◆ Provided data:

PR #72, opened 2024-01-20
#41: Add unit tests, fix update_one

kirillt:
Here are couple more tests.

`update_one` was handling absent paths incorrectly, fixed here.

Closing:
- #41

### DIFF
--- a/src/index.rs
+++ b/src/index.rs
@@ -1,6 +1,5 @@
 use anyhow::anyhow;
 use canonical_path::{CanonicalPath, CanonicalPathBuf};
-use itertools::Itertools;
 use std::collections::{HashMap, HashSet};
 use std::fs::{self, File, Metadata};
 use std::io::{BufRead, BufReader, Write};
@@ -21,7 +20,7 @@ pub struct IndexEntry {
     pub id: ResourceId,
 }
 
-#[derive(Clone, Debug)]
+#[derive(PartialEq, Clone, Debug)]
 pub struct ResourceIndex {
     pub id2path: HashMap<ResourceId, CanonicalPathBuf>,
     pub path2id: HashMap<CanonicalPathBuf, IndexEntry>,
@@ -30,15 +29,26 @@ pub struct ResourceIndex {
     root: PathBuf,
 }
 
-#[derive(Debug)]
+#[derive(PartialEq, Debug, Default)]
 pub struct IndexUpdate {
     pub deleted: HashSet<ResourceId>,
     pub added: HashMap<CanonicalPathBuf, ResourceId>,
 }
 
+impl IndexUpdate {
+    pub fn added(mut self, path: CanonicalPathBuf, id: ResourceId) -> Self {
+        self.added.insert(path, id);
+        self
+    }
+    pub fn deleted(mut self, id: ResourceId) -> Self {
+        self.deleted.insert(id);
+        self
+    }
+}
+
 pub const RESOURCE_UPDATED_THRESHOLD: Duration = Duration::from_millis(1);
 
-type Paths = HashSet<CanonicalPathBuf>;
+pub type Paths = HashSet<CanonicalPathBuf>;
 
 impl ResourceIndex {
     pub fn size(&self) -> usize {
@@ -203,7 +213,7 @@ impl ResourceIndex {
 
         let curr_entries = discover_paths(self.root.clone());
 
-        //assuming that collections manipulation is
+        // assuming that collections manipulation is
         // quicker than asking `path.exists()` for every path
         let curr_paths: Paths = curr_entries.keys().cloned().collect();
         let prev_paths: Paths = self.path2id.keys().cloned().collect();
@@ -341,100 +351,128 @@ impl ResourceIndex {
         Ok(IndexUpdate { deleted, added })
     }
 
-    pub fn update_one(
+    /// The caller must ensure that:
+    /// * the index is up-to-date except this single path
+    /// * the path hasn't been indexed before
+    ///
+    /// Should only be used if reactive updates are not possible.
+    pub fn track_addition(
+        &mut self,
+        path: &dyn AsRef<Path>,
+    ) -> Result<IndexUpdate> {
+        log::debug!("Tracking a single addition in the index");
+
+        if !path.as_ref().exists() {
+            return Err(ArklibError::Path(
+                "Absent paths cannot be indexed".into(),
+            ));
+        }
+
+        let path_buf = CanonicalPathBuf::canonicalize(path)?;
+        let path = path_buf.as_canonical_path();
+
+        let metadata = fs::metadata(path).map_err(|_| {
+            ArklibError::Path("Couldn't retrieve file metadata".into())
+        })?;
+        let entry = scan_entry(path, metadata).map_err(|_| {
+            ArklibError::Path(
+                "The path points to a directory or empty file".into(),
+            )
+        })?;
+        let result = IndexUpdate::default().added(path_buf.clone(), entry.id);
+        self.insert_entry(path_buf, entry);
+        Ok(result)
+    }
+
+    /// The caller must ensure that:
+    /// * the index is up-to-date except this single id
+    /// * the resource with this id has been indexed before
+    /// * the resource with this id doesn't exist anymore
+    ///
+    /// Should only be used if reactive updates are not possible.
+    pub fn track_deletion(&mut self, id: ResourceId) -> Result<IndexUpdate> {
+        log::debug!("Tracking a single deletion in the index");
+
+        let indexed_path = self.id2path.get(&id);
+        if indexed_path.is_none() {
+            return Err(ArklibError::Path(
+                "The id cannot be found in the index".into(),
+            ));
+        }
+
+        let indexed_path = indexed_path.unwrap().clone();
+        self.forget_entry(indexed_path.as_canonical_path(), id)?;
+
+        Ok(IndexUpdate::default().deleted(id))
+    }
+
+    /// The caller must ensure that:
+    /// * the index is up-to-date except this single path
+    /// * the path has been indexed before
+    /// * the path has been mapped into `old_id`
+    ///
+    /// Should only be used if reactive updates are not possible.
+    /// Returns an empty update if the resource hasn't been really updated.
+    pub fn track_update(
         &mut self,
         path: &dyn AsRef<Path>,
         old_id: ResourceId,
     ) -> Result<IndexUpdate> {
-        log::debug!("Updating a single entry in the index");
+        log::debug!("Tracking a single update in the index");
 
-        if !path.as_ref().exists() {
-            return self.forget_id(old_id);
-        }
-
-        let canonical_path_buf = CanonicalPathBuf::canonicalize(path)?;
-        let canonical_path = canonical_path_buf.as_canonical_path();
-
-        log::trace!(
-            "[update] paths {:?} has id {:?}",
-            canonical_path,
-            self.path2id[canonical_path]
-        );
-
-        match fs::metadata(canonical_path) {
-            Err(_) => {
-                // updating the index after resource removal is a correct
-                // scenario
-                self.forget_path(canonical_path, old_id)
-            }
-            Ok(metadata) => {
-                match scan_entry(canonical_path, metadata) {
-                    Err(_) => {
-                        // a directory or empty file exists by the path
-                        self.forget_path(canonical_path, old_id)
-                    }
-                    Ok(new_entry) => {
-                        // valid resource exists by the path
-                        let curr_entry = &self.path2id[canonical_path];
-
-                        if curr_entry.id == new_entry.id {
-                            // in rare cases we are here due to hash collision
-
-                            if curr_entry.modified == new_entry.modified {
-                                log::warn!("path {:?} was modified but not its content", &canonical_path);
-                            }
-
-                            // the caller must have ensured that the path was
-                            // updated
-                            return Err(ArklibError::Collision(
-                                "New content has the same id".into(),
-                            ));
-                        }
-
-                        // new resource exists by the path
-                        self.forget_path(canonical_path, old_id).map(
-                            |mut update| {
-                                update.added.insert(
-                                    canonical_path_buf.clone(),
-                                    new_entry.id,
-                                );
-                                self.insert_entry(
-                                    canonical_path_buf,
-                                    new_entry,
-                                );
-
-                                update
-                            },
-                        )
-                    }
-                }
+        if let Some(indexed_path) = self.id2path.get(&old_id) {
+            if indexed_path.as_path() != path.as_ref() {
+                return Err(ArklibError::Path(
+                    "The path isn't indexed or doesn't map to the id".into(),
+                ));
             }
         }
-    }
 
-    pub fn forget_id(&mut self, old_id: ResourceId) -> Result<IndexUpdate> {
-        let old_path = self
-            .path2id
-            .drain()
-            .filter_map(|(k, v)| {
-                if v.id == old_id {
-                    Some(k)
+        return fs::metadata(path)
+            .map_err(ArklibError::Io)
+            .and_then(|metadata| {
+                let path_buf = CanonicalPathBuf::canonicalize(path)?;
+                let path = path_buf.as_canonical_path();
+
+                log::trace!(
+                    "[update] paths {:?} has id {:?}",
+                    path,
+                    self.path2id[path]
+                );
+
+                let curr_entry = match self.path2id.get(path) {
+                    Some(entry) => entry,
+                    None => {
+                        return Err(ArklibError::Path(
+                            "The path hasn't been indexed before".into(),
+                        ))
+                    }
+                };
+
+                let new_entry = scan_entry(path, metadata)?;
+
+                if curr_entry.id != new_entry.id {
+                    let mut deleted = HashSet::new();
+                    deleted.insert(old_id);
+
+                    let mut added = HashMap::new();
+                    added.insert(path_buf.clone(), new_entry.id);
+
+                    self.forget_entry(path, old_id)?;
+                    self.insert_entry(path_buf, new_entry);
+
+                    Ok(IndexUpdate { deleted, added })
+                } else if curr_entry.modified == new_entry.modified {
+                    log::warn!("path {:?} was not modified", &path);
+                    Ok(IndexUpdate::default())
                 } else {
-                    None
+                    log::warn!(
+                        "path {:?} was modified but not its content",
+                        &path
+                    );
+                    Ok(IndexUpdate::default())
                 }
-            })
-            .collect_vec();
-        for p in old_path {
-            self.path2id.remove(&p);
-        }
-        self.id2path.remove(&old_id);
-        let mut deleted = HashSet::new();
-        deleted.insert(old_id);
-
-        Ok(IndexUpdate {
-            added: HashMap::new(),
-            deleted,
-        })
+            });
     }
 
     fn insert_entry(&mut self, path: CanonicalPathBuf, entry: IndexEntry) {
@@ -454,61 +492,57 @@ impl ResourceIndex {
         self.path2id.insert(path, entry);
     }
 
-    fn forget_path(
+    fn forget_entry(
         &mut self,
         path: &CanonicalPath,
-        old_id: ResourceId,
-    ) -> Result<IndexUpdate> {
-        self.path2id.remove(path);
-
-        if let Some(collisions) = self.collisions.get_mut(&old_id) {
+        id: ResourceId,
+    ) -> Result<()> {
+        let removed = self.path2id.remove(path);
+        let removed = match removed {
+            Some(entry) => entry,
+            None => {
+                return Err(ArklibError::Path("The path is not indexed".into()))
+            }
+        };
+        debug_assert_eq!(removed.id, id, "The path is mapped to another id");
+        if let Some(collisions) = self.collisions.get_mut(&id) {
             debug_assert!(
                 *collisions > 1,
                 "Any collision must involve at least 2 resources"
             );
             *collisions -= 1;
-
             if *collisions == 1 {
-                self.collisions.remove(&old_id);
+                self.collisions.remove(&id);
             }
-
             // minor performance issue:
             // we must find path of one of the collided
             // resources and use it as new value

...

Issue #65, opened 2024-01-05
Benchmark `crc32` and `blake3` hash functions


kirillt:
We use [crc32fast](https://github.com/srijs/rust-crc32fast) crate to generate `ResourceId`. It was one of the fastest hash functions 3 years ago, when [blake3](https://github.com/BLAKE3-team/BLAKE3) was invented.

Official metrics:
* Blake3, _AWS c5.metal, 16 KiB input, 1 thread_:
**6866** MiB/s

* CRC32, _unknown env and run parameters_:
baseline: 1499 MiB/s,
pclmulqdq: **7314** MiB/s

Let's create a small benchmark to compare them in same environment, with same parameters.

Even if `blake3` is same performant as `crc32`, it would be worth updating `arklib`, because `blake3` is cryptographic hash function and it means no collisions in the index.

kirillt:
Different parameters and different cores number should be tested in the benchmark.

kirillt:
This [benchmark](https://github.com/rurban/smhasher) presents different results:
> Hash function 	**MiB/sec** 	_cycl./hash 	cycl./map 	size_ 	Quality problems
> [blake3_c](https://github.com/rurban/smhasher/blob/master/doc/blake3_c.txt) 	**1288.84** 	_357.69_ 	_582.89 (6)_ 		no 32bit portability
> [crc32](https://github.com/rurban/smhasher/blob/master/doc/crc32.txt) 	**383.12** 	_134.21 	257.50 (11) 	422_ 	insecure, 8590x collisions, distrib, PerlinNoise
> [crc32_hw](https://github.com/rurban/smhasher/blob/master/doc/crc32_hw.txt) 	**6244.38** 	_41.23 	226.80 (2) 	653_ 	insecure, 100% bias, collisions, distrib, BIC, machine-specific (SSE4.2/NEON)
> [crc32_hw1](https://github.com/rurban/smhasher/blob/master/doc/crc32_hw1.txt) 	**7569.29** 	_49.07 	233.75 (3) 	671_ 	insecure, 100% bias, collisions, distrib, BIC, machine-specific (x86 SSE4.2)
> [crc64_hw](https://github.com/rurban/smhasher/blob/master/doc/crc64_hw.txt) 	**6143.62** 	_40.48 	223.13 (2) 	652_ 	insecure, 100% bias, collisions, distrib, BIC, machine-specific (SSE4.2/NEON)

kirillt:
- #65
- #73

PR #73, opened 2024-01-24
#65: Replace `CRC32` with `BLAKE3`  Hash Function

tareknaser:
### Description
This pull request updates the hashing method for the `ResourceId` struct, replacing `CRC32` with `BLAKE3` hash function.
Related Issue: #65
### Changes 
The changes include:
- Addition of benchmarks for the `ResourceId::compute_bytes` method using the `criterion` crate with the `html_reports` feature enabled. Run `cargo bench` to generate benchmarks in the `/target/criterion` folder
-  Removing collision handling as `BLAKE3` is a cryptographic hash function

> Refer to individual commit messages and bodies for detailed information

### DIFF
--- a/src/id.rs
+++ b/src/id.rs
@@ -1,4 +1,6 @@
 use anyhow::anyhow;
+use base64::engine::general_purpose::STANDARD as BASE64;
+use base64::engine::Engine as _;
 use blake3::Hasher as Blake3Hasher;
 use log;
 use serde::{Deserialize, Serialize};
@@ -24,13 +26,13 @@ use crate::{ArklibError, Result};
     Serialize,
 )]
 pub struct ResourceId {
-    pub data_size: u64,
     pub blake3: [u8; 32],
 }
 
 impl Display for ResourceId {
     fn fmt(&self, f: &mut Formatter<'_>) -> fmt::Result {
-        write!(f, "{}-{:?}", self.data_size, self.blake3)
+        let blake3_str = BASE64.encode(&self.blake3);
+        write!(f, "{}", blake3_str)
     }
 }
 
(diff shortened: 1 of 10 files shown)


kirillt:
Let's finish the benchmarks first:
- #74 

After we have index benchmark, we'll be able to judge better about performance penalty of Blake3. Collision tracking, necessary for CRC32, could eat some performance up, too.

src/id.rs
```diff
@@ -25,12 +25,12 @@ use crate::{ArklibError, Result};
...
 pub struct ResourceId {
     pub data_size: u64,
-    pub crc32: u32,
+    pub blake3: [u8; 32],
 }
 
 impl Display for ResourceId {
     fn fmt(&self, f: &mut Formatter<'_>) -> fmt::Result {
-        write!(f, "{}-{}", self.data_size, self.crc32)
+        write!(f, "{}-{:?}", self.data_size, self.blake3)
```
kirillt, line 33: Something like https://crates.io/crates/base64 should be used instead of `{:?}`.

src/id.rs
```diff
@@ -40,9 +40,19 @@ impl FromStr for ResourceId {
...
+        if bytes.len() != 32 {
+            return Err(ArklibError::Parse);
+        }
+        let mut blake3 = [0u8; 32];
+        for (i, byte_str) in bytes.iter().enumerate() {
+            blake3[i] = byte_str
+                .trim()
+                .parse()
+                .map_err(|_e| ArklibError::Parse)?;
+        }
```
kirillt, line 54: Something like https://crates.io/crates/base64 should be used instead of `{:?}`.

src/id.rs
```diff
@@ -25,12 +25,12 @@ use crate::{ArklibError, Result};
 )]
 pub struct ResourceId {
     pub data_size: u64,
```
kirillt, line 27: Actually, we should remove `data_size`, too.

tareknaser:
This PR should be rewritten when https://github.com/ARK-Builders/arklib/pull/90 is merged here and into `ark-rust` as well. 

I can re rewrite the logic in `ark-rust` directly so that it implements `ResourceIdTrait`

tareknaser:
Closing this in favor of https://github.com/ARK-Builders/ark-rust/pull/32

◆ What is being asked: Search the entries above for the string "added". Copy each line that holds it.

◆ Problem solution:
     pub added: HashMap<CanonicalPathBuf, ResourceId>,
+    pub fn added(mut self, path: CanonicalPathBuf, id: ResourceId) -> Self {
+        self.added.insert(path, id);
         Ok(IndexUpdate { deleted, added })
+        let result = IndexUpdate::default().added(path_buf.clone(), entry.id);
-                                update.added.insert(
+                    let mut added = HashMap::new();
+                    added.insert(path_buf.clone(), new_entry.id);
+                    Ok(IndexUpdate { deleted, added })
-            added: HashMap::new(),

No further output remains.